*** Opening of Dataset content ***
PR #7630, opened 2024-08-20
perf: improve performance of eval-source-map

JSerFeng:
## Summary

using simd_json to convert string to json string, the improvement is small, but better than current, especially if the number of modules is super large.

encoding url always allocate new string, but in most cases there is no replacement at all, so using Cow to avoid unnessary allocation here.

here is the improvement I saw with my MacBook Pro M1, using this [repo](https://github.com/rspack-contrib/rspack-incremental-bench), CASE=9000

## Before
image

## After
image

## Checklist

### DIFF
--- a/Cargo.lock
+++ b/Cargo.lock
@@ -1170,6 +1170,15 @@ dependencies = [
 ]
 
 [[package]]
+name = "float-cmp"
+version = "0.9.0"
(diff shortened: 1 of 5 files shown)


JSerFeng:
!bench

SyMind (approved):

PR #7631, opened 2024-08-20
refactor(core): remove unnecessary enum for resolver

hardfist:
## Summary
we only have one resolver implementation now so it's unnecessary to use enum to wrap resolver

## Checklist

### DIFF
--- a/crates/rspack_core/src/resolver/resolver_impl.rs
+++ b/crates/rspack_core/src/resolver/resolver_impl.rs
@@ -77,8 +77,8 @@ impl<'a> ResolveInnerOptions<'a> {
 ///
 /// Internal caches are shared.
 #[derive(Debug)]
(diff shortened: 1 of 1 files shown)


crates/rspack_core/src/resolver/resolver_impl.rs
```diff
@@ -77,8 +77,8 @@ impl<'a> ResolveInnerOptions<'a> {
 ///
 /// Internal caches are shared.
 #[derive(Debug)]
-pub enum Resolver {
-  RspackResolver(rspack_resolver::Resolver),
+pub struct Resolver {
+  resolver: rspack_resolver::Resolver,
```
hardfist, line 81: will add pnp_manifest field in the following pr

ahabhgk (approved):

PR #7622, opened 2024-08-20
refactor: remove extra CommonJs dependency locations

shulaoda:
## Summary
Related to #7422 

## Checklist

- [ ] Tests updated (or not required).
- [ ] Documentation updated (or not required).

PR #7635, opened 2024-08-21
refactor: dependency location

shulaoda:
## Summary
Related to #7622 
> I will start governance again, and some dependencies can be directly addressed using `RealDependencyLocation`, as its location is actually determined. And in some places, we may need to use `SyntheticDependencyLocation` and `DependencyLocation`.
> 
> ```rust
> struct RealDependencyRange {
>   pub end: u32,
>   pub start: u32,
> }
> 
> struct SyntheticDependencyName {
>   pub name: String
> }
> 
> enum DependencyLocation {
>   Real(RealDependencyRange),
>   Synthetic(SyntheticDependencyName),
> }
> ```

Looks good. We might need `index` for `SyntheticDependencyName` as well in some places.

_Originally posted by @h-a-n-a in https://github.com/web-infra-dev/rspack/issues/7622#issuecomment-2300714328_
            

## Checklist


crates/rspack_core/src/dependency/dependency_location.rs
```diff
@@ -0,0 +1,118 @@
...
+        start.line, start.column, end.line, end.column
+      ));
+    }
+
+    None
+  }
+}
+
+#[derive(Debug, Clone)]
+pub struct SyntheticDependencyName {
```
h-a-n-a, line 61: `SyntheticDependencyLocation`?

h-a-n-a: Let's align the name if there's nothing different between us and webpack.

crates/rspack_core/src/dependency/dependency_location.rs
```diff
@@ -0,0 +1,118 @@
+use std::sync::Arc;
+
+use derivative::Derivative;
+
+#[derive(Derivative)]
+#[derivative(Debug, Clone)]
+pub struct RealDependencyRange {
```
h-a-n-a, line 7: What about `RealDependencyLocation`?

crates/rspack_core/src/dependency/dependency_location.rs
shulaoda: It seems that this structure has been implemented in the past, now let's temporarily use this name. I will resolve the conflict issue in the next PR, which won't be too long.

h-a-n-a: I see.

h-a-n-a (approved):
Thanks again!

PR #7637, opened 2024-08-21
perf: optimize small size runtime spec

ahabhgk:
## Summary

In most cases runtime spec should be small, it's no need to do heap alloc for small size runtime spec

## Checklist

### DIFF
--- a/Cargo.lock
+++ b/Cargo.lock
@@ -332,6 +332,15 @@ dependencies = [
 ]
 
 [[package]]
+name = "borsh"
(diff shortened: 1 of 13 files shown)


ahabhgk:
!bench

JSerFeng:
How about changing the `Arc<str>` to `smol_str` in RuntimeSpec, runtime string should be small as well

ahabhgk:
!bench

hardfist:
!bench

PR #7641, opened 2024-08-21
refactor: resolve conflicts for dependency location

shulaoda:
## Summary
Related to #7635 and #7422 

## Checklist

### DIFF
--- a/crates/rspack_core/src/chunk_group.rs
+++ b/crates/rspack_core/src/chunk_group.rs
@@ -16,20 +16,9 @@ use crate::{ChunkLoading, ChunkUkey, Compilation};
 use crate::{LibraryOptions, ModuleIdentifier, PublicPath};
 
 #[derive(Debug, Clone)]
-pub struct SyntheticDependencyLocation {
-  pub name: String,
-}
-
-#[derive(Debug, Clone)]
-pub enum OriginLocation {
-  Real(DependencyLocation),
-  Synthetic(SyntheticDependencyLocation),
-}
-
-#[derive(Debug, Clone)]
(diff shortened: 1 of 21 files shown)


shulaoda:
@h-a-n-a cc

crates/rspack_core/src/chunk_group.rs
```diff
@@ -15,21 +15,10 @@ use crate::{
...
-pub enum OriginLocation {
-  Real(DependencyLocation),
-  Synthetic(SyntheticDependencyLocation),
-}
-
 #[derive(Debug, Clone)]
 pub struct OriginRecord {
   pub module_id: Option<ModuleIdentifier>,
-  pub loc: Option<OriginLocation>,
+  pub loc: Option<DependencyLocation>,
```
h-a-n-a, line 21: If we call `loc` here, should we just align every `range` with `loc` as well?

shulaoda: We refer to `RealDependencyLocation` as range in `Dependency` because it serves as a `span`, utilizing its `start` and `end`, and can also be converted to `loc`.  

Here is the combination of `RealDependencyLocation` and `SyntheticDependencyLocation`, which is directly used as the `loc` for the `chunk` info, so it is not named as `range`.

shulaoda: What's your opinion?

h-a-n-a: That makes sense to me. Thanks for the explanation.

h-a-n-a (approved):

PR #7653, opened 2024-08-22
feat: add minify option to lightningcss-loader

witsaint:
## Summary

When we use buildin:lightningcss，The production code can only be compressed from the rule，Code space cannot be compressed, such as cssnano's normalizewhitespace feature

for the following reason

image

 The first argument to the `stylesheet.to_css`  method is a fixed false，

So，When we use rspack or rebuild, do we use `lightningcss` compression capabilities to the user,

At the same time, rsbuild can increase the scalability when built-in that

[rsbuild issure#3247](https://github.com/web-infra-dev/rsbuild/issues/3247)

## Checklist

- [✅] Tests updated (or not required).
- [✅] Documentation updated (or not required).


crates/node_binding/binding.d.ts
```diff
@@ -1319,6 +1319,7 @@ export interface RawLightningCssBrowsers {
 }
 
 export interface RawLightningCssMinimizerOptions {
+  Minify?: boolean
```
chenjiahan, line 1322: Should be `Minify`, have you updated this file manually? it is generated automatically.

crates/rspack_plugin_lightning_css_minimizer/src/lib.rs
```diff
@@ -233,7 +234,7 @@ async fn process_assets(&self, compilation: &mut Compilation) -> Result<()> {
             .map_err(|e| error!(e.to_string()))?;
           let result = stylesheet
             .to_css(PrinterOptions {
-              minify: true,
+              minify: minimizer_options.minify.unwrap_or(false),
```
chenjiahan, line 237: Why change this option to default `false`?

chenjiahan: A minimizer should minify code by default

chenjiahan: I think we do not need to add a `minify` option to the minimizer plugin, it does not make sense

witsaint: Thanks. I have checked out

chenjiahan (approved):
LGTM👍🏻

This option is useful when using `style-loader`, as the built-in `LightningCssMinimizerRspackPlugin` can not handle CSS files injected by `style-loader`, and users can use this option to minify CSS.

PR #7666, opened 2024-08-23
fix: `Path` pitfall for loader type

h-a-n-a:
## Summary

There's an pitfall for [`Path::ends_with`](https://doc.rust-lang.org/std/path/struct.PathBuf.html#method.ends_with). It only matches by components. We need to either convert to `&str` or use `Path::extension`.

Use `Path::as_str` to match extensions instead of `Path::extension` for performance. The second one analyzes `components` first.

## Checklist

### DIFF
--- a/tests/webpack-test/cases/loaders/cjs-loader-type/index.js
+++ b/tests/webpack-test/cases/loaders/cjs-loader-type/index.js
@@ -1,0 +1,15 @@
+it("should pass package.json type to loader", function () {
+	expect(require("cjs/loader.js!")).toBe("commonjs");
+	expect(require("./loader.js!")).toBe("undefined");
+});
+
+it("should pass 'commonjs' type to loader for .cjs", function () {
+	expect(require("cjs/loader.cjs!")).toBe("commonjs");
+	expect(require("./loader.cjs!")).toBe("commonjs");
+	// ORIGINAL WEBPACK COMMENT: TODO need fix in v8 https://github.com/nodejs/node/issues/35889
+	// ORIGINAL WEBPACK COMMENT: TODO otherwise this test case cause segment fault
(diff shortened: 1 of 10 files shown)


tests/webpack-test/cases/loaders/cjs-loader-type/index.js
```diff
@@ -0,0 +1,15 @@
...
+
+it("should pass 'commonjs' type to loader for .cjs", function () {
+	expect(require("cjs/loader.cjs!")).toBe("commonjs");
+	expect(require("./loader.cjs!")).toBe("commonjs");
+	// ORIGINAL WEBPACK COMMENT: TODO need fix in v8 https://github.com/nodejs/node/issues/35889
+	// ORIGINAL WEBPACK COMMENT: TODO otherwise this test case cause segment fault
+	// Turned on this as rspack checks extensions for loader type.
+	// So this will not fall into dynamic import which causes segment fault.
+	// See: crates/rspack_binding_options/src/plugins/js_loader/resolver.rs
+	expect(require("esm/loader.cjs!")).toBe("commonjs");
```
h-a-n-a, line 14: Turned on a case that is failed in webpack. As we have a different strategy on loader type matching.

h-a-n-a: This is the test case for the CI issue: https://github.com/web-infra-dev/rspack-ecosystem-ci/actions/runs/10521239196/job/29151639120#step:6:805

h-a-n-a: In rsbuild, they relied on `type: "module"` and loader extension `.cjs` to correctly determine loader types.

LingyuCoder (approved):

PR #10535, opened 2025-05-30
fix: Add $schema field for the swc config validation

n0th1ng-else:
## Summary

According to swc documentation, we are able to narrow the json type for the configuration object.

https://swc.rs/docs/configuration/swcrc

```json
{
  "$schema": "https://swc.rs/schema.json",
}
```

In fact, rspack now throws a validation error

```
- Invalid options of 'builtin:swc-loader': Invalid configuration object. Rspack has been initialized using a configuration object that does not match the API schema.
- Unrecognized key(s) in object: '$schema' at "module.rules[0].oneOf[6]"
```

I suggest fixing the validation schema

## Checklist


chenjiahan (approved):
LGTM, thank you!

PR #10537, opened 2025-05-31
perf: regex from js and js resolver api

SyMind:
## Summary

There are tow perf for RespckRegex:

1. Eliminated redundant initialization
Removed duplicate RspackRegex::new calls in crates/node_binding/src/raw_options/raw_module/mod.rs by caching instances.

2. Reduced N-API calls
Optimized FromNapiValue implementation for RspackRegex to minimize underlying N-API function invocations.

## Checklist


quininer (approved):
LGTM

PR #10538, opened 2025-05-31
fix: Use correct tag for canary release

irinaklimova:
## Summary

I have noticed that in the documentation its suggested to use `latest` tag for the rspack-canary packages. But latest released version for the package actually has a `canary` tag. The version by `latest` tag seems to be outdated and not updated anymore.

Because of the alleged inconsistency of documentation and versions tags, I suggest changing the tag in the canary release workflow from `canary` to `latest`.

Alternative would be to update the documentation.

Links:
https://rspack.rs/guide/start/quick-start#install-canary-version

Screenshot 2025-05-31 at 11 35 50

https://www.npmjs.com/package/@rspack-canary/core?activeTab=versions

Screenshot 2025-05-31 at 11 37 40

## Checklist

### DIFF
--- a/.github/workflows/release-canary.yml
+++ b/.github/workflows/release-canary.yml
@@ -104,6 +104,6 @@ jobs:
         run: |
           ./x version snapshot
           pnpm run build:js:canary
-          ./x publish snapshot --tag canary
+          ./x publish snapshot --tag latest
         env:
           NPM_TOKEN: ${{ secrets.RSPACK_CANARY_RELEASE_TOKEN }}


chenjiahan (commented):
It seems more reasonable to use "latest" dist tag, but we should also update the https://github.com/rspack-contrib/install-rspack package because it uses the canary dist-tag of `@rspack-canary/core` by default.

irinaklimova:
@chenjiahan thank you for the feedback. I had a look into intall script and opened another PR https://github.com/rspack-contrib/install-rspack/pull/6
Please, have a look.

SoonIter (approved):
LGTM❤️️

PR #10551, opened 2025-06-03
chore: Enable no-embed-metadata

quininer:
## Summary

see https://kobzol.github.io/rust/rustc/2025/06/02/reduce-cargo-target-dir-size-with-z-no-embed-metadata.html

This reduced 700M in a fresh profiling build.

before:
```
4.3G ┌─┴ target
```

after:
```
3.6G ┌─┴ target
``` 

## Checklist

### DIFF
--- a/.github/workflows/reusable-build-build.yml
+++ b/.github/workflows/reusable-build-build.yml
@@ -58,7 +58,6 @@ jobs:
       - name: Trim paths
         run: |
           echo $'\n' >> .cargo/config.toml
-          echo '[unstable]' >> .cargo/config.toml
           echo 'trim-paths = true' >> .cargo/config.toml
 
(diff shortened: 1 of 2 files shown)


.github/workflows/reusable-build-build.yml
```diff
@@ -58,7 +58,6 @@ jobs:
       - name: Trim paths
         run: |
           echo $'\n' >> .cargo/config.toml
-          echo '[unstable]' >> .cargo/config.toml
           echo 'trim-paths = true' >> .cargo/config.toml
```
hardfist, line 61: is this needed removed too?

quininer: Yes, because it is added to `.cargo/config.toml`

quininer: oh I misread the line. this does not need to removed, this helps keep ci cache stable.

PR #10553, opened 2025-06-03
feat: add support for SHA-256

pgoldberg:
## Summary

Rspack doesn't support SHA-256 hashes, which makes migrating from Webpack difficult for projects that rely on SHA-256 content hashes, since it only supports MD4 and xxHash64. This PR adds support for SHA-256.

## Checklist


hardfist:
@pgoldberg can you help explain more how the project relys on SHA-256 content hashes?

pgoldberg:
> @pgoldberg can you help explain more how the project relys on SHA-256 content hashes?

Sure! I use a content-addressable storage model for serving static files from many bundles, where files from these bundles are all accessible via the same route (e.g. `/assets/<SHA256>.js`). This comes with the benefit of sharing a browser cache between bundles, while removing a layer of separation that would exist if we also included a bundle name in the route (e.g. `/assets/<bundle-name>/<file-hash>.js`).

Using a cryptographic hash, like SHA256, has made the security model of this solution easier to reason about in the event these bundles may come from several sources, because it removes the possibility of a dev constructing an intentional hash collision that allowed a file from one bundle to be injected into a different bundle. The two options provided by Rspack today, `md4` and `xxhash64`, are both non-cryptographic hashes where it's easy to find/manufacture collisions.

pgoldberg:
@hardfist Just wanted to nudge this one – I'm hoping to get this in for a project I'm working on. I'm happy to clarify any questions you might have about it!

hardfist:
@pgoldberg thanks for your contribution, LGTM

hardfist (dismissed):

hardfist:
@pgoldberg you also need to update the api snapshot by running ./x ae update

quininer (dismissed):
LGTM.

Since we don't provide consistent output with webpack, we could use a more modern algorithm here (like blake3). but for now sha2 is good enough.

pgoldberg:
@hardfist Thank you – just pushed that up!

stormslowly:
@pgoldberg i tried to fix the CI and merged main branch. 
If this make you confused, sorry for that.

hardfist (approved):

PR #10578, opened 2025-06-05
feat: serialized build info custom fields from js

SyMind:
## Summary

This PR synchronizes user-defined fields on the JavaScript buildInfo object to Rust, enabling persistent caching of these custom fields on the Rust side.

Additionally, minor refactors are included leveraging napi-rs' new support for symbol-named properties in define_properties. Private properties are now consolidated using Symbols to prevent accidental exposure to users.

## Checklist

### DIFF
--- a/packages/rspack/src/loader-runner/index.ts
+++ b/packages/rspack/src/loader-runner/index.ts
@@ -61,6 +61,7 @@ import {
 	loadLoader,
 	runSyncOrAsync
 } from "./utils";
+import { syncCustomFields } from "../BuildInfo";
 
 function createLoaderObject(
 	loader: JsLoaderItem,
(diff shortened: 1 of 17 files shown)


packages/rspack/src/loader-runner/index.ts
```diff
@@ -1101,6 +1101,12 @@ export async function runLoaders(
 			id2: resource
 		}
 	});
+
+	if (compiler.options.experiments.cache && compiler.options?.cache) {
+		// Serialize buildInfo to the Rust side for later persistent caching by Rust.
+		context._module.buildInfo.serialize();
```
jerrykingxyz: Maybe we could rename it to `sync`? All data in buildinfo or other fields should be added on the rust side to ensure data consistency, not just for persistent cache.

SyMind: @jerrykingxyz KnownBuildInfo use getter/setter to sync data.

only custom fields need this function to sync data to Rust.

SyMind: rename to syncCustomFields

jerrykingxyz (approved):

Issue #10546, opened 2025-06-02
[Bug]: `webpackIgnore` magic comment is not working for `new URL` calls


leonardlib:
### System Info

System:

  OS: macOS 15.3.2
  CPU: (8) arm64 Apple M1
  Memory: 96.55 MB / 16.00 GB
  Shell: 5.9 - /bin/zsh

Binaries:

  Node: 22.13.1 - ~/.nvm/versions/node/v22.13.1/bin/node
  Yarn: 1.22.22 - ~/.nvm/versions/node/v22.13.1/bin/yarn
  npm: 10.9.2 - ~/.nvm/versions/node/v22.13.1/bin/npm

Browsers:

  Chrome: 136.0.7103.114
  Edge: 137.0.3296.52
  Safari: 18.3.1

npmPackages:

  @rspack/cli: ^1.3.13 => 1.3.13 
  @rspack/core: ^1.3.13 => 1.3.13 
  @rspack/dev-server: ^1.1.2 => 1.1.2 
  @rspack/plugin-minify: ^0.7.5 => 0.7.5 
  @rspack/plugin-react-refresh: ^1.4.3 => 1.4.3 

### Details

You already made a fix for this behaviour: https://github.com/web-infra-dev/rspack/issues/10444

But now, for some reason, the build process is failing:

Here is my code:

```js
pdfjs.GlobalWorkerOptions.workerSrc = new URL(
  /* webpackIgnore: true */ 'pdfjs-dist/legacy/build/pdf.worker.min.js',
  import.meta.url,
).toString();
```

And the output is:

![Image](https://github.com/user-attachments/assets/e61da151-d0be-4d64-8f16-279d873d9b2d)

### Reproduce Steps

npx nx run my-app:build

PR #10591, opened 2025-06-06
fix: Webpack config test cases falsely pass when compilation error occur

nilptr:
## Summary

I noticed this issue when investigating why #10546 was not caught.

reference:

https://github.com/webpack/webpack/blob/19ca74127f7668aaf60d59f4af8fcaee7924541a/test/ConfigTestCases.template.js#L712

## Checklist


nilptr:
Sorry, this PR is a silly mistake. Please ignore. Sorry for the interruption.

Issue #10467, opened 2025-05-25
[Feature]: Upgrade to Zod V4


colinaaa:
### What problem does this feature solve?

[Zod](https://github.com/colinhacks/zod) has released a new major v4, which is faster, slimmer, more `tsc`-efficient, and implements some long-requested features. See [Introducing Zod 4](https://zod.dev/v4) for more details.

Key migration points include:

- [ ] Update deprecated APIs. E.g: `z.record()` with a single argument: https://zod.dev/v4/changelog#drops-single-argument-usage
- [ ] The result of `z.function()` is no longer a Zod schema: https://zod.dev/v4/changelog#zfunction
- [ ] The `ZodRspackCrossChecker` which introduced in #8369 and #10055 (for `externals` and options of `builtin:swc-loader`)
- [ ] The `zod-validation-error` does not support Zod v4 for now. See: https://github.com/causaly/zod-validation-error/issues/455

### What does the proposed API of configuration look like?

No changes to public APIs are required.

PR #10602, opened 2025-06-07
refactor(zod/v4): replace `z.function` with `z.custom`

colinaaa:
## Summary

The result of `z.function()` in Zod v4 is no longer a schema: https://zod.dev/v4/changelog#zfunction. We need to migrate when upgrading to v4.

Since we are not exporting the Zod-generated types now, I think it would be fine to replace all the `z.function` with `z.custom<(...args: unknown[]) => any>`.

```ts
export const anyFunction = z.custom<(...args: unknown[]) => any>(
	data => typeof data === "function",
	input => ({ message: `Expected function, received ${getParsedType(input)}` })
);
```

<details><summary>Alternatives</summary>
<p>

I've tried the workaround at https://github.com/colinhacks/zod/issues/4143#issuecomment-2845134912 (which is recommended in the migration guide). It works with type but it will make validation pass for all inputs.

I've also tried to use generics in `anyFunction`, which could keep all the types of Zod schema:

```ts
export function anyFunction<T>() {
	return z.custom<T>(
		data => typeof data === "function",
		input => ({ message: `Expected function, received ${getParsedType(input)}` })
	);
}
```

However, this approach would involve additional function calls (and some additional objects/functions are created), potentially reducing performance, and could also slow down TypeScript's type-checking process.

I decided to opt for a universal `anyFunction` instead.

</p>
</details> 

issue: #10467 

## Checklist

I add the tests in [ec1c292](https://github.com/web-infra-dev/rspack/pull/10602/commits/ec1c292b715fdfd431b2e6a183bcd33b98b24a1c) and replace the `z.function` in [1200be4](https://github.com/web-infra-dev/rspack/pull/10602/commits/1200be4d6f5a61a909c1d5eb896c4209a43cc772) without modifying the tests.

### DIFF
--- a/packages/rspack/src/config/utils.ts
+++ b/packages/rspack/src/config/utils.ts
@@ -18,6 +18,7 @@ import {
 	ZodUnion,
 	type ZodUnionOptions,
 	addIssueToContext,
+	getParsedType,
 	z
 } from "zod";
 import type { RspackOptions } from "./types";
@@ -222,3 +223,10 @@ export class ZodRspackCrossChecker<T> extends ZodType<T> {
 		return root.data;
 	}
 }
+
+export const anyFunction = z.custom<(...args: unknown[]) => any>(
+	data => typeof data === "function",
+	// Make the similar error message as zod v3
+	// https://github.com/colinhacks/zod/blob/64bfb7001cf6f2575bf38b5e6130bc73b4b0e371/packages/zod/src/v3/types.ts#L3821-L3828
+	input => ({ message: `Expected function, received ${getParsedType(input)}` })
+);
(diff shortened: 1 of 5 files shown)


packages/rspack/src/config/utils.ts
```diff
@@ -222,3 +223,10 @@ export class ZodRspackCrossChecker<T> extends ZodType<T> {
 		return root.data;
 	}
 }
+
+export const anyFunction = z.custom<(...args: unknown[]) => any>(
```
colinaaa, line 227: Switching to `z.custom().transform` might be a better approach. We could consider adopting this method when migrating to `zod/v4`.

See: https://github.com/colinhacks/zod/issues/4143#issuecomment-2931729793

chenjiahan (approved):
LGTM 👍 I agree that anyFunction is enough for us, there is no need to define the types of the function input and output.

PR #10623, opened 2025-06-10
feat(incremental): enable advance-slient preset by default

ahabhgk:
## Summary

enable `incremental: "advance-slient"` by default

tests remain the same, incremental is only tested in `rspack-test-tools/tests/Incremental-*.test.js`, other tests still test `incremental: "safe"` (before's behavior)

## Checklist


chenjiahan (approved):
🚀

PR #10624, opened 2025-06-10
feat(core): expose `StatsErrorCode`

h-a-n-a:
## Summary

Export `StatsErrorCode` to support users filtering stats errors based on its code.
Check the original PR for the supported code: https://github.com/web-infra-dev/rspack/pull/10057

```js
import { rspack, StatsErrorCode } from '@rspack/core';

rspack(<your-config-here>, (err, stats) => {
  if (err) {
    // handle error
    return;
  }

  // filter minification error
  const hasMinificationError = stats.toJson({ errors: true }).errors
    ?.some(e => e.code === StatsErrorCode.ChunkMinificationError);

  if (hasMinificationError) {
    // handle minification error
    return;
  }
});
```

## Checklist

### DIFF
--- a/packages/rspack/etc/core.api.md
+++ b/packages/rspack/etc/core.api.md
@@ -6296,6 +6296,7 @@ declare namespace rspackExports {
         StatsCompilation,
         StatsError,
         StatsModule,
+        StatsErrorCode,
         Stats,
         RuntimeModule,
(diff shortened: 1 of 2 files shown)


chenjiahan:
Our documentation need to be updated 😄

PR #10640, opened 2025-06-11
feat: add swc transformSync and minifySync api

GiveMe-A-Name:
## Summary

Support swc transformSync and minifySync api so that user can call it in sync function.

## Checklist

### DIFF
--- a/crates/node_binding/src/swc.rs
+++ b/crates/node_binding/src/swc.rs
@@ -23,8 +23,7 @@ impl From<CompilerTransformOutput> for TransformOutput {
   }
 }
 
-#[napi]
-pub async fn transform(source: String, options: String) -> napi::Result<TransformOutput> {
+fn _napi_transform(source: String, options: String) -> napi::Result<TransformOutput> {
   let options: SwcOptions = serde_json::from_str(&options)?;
*** Close of Dataset content ***
▸ **Work required**:
Take the lines from the start of the records through the line holding "using simd_json to", both included, and please print them exactly, with nothing else.

▸ **Answer for the task**:
PR #7630, opened 2024-08-20
perf: improve performance of eval-source-map

JSerFeng:
## Summary

using simd_json to convert string to json string, the improvement is small, but better than current, especially if the number of modules is super large.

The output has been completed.